It also looks like none of their products are particularly innovative in this
space. 3D robotics, Ardupilot, Micropilot, Openpilot, ZeroUAV, VeiYu Tech have
dozens of different products in this space. <http://diydrones.com> does a
pretty good job tracking all of those.

Compared to the big commercial players: CloudCap's Piccolo and Kestrel APs, I
don't see the value add. Major consumers of APs (>100 units) tend to choose
these because they're consistent and trusted. Building up clients trust in an
AP is a very hard thing to gain (why should I risk my $250,000 experimental
aircraft on your dinky little AP) and a _very_ easy thing to lose.

I'm also curious how will AirWares OS and "Apps" will fit in the current
airworthyness certification model, which has whether DO-178B compliance is on
their roadmap. Maybe the answer is "that doesn't apply to us" just like ITAR?
:)

Good luck to them, and good luck getting a CoA for anything with one of their
products in it.

------
johngalt
I've been using Bitnami VMs for years. Surprised to see them in a 'new
startup' batch.

------
rwallace
So I went down through the list, curious about what this batch looked like,
figuring most of it would be social networking junk or suchlike but hopefully
there should be a few gems in the list.

... and as far as I can see, it's actually pretty much all gems! Most of these
are solving real problems, and even the print on demand T-shirts is something
for which there seems to be an actual market.

So, congratulations to everyone involved and hopefully in a few years we'll be
going "oh yeah, it was back in 2013 I first heard about..."

------
cmbaus
I think buildzoom is going to be big.
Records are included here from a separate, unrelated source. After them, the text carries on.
PR #104, opened 2019-03-12
Fixes bigquery db adapter to have cancellable queries and use the promise pool

lewish:
…ancellation properly, adds a related test but doesn't actually test the bigquery adapter properly yet. #dataform-co/dataform-tracking#122


api/dbadapters/bigquery.ts
```diff
@@ -27,33 +27,32 @@ export class BigQueryDbAdapter implements DbAdapter {
...
 
   execute(statement: string) {
-    return Bluebird.resolve().then(() =>
+    return new Bluebird<any[]>((resolve, reject, onCancel) => {
+      let isCancelled = false;
+      const eEmitter = new EventEmitter();
+
+      onCancel(() => {
+        isCancelled = true;
+        eEmitter.emit("jobCancel");
```
BenBirt: pull out this constant "jobCancel" string since want to ensure the same value is used everywhere for this event?

tests/api/api.spec.ts
```diff
@@ -745,5 +744,60 @@ describe("@dataform/api", () => {
...
+          onCancel(() => {
+            wasCancelled = true;
+          });
+        })
+      );
+
+      const runner = new Runner(instance(mockedDbAdapter), TEST_GRAPH);
+      const promise = runner.execute();
+      // Push this to the back of the "queue" so we can await the promise first.
+      setTimeout(() => runner.cancel(), 10);
```
BenBirt: i don't think i understand what this is doing, can you clarify? it seems like the intention is to allow execution to be running (in the background, triggered by runner.execute()), give it "some time" (10ms), and then cancel? what's the reasoning for waiting 10ms?

tests/api/api.spec.ts
```diff
@@ -745,5 +744,60 @@ describe("@dataform/api", () => {
...
+      when(mockedDbAdapter.execute(TEST_GRAPH.nodes[0].tasks[0].statement)).thenReturn(
+        new Bluebird((resolve, reject, onCancel) => {
+          onCancel(() => {
+            wasCancelled = true;
+          });
+        })
+      );
+
+      const runner = new Runner(instance(mockedDbAdapter), TEST_GRAPH);
+      const promise = runner.execute();
```
BenBirt: nit: call this "execution"?

tests/api/api.spec.ts
```diff
@@ -745,5 +744,60 @@ describe("@dataform/api", () => {
...
+      // Push this to the back of the "queue" so we can await the promise first.
+      setTimeout(() => runner.cancel(), 10);
+      try {
+        const result = await promise;
+      } catch (e) {
+        // Expected.
+        expect(wasCancelled).is.true;
+        return;
+      }
+      throw new Error("Cancelled run did not throw");
```
BenBirt: i think this'd be cleaner as:

expect(() => { await promise; }).to.throw(Error);

tests/api/api.spec.ts
lewish: I've added a better comment here hopefully.
If we don't wait the promise never actually starts, the onCancel handler above never get's set up so we don't test what we actually want to.

tests/api/api.spec.ts
lewish: Refactored all of this now.

api/commands/run.ts
```diff
@@ -101,11 +100,12 @@ export class Runner {
...
       let finishedDeps = node.dependencies.filter(d => allFinishedDeps.indexOf(d) >= 0);
       let successfulDeps = node.dependencies.filter(d => allSuccessfulDeps.indexOf(d) >= 0);
-      if (successfulDeps.length == node.dependencies.length) {
+      if (!this.cancelled && successfulDeps.length == node.dependencies.length) {
         // All required deps are completed, start this node.
         this.executeNode(node);
-      } else if (finishedDeps.length == node.dependencies.length) {
-        // All deps are finished but they weren't all successful, skip this node.
+      } else if (this.cancelled || finishedDeps.length == node.dependencies.length) {
+        // All deps are finished but they weren't all successful, or the run was cancelled.
```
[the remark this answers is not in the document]
lewish: Yeaahhh, maybe - cancellation status is more of a state of the run than a node. Think it's fine to mark them as skipped, the node that actually get's interrupted (if there is any) will show as state failed. We could mark that as cancelled instead.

I'm remodeling a condo in Florida, and
it has been a nightmare to find contractors.

In fact on the flight on the way home I penciled out some ideas to improve
this that aren't too different from what buildzoom is offering.

Edit: After reviewing my notes, one thing I considered was that for better or
worse, a lot of the industry is under the table and transient. Maybe buildzoom
will force the industry more into the open.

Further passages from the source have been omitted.